Problem statement
Only lines that contain the string "before" should be returned from the material below.

>>>>>

PR #2141, opened 2025-06-20
[select, menu, popover] Cut out internal backdrop to allow interacting with triggers

### LINKED ISSUE #1965: [menu] Trigger `onClick` is not called
# Bug report

## Current behavior

```tsx
      <Menu.Trigger
        className={styles.Button}
        onClick={() => {
          console.log("clicked trigger");
        }}
      >
        Song <ChevronDownIcon className={styles.ButtonIcon} />
      </Menu.Trigger>
```

`onClick` is never called.

## Expected behavior

`onClick` is called.

## Reproducible example

https://codesandbox.io/p/sandbox/vigorous-tree-nl9y5q?file=%2Fsrc%2FApp.tsx%3A17%2C46

## Base UI version

1.0.0-alpha.8

Chrome

## Which OS are you using?

Mac OS

Voiceover/JAWS etc.

## Additional context

michaldudak:
This brings the backdrop cutout functionality introduced for the Menubar to Menu, Select and Popover.
It cuts a hole in the internal backdrop (present when the popup is modal) so that interacting with the trigger is possible. This enables hover states on the trigger and makes `onClick` handlers work properly.

Fixes #1965


atomiks:
Click-to-toggle closed behavior is somewhat broken here: it should close on mousedown not mouseup still. Sometimes when tapping with the trackpad (no force click) it also fails to toggle closed.

michaldudak:
Both issues should be fixed now.

packages/react/src/popover/root/PopoverRoot.tsx
```diff
@@ -153,19 +161,23 @@ function PopoverRootComponent({ props }: { props: PopoverRoot.Props }) {
       close: closeDelay,
     },
   });
-  const click = useClick(floatingContext, { stickIfOpen });
+  const click = useClick(floatingContext, {
+    event: open ? 'mousedown' : 'click',
+    stickIfOpen,
+  });
```
atomiks: Popover closed on click when pressing the trigger but not outside before

michaldudak: Fixed. It'll always close on trigger click now, which is a change from the current behavior for modal popovers (since they make triggers inert), but it makes the experience consistent for both modal and nonmodal popovers.

atomiks (approved):

PR #3177, opened 2025-11-10
[select] Make the trigger native button by default

mnajdova:
There was a Safari bug that prevented us to use button by default, but it seems to be working now.


packages/react/src/select/trigger/SelectTrigger.tsx
```diff
@@ -45,7 +45,7 @@ export const SelectTrigger = React.forwardRef(function SelectTrigger(
     render,
     className,
     disabled: disabledProp = false,
-    nativeButton = false,
+    nativeButton = true,
```
atomiks, line 48: `useRenderElement('div', ...` needs to be changed to `button` for the actual element to change

mj12albert:
Here's the bug: https://bugs.webkit.org/show_bug.cgi?id=285047

It was reported on Safari 18.x but it's no longer the current version

atomiks:
In Safari 26, it weirdly says "Mispelt" before saying the trigger text, even when it's a `<div>`. The truncation issue doesn't happen though, and this also matches `<Combobox.Trigger>`. 

The styles of the demos need updating though; the trigger background color is incorrect on them.

docs/src/app/(public)/(content)/react/components/select/demos/object-values/css-modules/index.module.css
```diff
@@ -12,11 +12,11 @@
   outline: 0;
   border: 1px solid var(--color-gray-200);
   border-radius: 0.375rem;
+  background-color: white;
```
atomiks:
```suggestion
  background-color: canvas;
```
(and update all other ones)

atomiks (approved):

Issue #2598, opened 2025-08-31
expose `useScrollLock` utility


pondorasti:
# Feature request

## Summary

I was snooping around the source code and I noticed that `base-ui` has an internal utility for scroll locking, `useScrollLock`.

https://base-ui.com/experiments/scroll-lock

## Examples in other libraries

There's 2 relatively popular libraries that solve this problem, both of them unmaintained for years at this point. Would love to have `base-ui` as a replacement for them.

* https://github.com/jossmac/react-scrolllock
* https://github.com/willmcpo/body-scroll-lock

atomiks:
The hook has an awkward API for public use because of this effect to fix a bug

It requires a special `mounted` value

<<<<<

Task output
atomiks: Popover closed on click when pressing the trigger but not outside before
In Safari 26, it weirdly says "Mispelt" before saying the trigger text, even when it's a `<div>`. The truncation issue doesn't happen though, and this also matches `<Combobox.Trigger>`. 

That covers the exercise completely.